**Problem details:**
The answer must be a single number: how many lines of the records below contain "variables".

%%

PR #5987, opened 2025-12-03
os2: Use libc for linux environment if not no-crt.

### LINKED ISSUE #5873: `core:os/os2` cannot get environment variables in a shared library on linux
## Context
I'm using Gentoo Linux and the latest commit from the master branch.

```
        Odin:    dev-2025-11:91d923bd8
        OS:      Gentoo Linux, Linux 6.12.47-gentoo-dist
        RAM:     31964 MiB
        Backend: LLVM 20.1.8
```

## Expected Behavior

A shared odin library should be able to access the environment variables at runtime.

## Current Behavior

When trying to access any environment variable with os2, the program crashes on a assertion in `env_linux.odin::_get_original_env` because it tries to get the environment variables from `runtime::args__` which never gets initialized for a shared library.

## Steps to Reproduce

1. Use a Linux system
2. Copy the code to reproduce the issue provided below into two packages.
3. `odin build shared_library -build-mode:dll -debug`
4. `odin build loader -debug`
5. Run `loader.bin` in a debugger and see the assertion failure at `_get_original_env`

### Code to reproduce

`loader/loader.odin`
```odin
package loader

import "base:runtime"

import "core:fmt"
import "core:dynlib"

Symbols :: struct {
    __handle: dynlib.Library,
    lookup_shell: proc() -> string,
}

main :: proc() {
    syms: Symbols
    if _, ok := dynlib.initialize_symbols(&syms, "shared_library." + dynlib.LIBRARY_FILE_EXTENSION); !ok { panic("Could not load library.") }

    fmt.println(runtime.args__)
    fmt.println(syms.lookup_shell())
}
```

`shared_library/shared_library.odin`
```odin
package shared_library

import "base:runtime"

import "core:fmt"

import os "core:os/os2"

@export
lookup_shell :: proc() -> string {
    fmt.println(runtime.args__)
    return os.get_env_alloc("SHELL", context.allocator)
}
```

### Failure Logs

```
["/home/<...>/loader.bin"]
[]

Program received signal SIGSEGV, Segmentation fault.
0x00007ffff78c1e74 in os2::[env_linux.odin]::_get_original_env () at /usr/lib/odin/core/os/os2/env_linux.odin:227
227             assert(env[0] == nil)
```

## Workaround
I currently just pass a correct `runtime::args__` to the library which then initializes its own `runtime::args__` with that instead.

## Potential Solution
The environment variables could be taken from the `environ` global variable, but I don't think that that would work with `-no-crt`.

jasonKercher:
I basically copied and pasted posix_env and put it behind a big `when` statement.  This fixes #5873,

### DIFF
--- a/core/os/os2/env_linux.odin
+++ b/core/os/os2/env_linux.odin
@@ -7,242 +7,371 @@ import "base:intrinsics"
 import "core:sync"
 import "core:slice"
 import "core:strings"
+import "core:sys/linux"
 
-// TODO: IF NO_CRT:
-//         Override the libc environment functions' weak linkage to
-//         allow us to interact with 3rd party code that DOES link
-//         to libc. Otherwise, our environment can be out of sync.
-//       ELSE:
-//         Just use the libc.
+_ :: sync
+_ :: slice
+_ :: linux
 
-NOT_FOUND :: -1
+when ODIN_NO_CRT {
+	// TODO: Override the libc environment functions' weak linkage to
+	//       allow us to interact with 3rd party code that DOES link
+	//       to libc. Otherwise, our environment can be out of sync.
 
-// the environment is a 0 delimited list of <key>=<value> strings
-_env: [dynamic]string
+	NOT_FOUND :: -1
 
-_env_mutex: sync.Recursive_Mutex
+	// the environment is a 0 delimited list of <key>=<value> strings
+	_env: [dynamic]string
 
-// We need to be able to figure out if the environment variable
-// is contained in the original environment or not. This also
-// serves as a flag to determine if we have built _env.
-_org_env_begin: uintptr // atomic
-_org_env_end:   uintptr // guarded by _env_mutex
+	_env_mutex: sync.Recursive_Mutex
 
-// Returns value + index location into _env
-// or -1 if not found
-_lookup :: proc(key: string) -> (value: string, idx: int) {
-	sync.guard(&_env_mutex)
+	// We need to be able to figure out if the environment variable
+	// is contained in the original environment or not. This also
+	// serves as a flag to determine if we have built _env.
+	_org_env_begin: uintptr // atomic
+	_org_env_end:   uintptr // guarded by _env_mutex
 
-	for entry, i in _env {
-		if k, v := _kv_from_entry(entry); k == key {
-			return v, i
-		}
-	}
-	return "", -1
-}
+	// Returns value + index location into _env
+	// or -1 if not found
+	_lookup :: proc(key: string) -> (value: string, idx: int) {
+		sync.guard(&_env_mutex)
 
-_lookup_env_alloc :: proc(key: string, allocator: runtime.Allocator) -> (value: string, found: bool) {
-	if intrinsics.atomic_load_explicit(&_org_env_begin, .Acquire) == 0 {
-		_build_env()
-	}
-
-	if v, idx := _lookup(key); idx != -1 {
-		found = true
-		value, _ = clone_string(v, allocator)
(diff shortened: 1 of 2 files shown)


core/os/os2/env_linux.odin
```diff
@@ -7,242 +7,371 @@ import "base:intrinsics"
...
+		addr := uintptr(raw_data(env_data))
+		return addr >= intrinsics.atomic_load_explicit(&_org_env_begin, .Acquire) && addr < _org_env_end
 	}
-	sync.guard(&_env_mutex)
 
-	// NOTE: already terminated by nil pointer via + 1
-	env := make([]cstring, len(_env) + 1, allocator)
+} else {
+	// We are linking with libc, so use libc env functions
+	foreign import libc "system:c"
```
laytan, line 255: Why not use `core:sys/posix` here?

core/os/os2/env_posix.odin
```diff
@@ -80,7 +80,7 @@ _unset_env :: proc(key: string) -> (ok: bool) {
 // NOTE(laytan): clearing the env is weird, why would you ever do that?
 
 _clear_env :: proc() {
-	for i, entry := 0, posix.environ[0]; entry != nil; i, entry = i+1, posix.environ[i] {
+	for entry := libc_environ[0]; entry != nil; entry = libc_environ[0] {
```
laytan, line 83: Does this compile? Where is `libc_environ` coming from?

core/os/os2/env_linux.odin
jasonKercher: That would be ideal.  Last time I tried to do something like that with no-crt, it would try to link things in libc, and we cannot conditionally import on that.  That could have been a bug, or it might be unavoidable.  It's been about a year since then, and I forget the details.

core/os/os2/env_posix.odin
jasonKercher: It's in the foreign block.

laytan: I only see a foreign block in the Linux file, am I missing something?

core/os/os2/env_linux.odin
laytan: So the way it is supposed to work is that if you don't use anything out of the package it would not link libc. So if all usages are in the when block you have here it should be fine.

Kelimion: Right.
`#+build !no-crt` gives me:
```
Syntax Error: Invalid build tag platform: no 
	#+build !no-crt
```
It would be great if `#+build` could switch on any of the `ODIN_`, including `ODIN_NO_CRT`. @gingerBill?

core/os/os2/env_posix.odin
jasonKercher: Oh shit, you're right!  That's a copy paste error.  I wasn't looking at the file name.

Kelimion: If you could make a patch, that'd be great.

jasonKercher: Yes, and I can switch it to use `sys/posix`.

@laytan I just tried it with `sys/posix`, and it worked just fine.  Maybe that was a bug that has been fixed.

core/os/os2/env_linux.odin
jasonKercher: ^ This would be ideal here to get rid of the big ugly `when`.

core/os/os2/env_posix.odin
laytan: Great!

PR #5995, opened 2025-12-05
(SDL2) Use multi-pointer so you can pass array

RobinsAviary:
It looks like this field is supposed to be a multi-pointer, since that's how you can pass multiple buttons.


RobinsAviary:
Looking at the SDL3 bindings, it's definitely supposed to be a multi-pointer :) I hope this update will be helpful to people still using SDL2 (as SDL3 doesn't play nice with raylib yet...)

%%

**The completed task:**
4